On February 28, 2014, Babb signed a 10-day contract with the Boston Celtics. On March 11, 2014, he signed a second 10-day contract with the Celtics. On March 21, 2014, he signed a multi-year, non-guaranteed deal with the Celtics.

===2014–15 season===
In July 2014, Babb joined the Boston Celtics for the 2014 NBA Summer League. On September 25, 2014, he was waived by the Celtics. On October 31, 2014, he was reacquired by the Maine Red Claws. On February 4, 2015, he was named to the Futures All-Star team for the 2015 NBA D-League All-Star Game. On March 5, 2015, he scored a career-high 33 points in the Red Claws' 121–110 win over the Austin Spurs.

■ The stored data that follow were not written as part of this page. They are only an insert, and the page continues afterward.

Issue #613, opened 2026-05-25
Testing environment is not comprehensive


GPHemsley:
I've been taking a look at this repo over the last week or so, and I've noticed some things:
- The testing environment is not set up to test in environments where extensions are not enabled, thereby missing the testing of polyfills for those extensions.
- Testing the iconv and mbstring extension polyfills is difficult:
  - Composer cannot be installed if neither iconv nor mbstring is enabled.
  - PHPUnit actively prevents running tests if mbstring is not enabled.
  - The mbstring polyfill depends on iconv being enabled.
- The TestListener actively skips running tests in many environments and configurations that it shouldn't.

All of this amounts to many of the polyfills not being thoroughly tested in the environments they are most needed, subtle bugs going undetected even when there are tests for them, and the test suite not being able run at all in some cases.

The vast set of changes pushed today right before the release of 1.38.0 fixed some of these festering issues, but a handful do remain, and it's clear that PHP 7 support in particular needs some attention.

stof:
Our testsuite is using a TestListener to run tests for polyfills even when the extensions *are* installed (the testsuite runs twice, once using polyfill implementations, once using native implementations).

The set of changes pushed yesterday was actually about fixing things that our testsuite *was* catching, but we did not handle it earlier (the CI was red since months).

nicolas-grekas:
Let me close as this is not actionable as is. PR are always welcome of course, thanks for your PRs today.

GPHemsley:
> Our testsuite is using a TestListener to run tests for polyfills even when the extensions _are_ installed (the testsuite runs twice, once using polyfill implementations, once using native implementations).

I haven't figured out why yet, but if you disable the TestListener, many more tests are run and additional test failures fall out. That's where #615, #616, and #617 came from, and #619 originally wound up hitting another one that I haven't put a PR together for yet (see https://github.com/symfony/polyfill/actions/runs/26445271213/job/77849851523).

> The set of changes pushed yesterday was actually about fixing things that our testsuite _was_ catching, but we did not handle it earlier (the CI was red since months).

Agreed, that's actually what prompted me to look into this in the first place.

> Let me close as this is not actionable as is. PR are always welcome of course, thanks for your PRs today.

I think there's quite a bit that's still actionable here:
- Figuring out what TestListener is doing that is causing tests not to run.
- Figuring out and implementing a different testing strategy for iconv and mbstring that can run even when those extensions are enabled.
- Measuring and expanding code coverage overall.

PR #614, opened 2026-05-25
Improve testing environment

GPHemsley:
- Adds configuration to the testing matrix to test on both a minimal and maximal build of PHP.
- Fixes tests so that everything stays green.

Speaks to #613, but does _not_ address the issues with testing iconv/mbstring polyfills nor the issue with TestListener, which is still hiding failures even in this setup.


nicolas-grekas:
Thank you @GPHemsley.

On April 6, 2015, Babb signed a multi-year deal with the Boston Celtics, but was immediately assigned back down to the Red Claws. Six days later, he was recalled by the Celtics after the Red Claws were eliminated from the D-League playoffs. He did not appear in a game for the Celtics in his second stint with the team.

===2015–16 season===
On July 27, 2015, Babb was traded, along with Gerald Wallace, to the Golden State Warriors in exchange for David Lee. On October 23, 2015, he was waived by the Warriors after appearing in five preseason games.

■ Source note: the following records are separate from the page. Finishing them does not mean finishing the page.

PR #615, opened 2026-05-26
Fix newline handling in Php74 implementation of mb_str_split()

GPHemsley:
The `Php74` version of `mb_str_split()` is missing the `/s` modifier that the `Mbstring` version uses, resulting in a failure in `MbstringTest::testStrSplit()` in PHP < 7.4.


nicolas-grekas:
Thank you @GPHemsley.

PR #616, opened 2026-05-26
Fix grapheme_str_split() on PCRE 8

GPHemsley:
#598 bumped the PCRE2 version requirement from 10.39 to 10.44, in order to take advantage of the fix for PCRE2Project/pcre2#410, but left the PCRE1 version untouched at 8.32.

On November 19, 2015, Babb signed with ratiopharm Ulm of the German Basketball Bundesliga. In 32 league games for Ulm in 2015–16, he averaged 10.3 points, 4.0 rebounds and 3.2 assists per game. He also averaged 10.1 points, 2.5 rebounds, 1.7 assists and 1.4 steals in 10 Eurocup games.

===2016–17 season===
On June 14, 2016, Babb re-signed with ratiopharm Ulm for the 2016–17 season. He finished the regular season setting a new record for the German BBL: 100 successful 3-pointers made (out of 233 3-point attempts, representing a 42.9% 3-point rate over the entire regular season).

===2017–18 season===
On July 5, 2017, Babb signed a two-year deal with Russian club Lokomotiv Kuban. They parted ways in July 2018.

===2018–19 season===
On July 15, 2018, Babb signed a deal with Bahçeşehir of the Basketbol Süper Ligi.

===2019–20 season===
On July 16, 2019, Babb moved to Greece for Promitheas of the Greek Basket League and the EuroCup. He averaged 9.8 points per game.

===2020–21 season===
On August 9, 2020, Babb signed with Telekom Baskets Bonn of the Basketball Bundesliga. He averaged 17 points, 3.1 assists, and 2.1 rebounds per game.

===2021–22 season===
On October 4, 2021, Babb signed with Bnei Herzliya of the Israeli Basketball Premier League.

===2023–24 season===
On November 12, 2023, he signed with BCM Gravelines-Dunkerque of the French LNB Pro A.

===2024–25 season===
On July 8, 2024, Babb re-signed with BCM Gravelines-Dunkerque.

==NBA career statistics==

===Regular season===

| Year | Team | GP | GS | MPG | FG% | 3P% | FT% | RPG | APG | SPG | BPG | PPG |
|---|---|---|---|---|---|---|---|---|---|---|---|---|
| 2013–14 | Boston | 14 | 0 | 9.4 | .267 | .222 | .000 | 1.2 | .2 | .4 | .0 | 1.6 |
| Career |  | 14 | 0 | 9.4 | .267 | .222 | .000 | 1.2 | .2 | .4 | .0 | 1.6 |

==Personal life==
Babb is the son of Mike and Nikki Babb, and has a younger brother named Nick, who played basketball for Iowa State University and professionally in Germany. His cousin, John Babb, played college football at Baker University.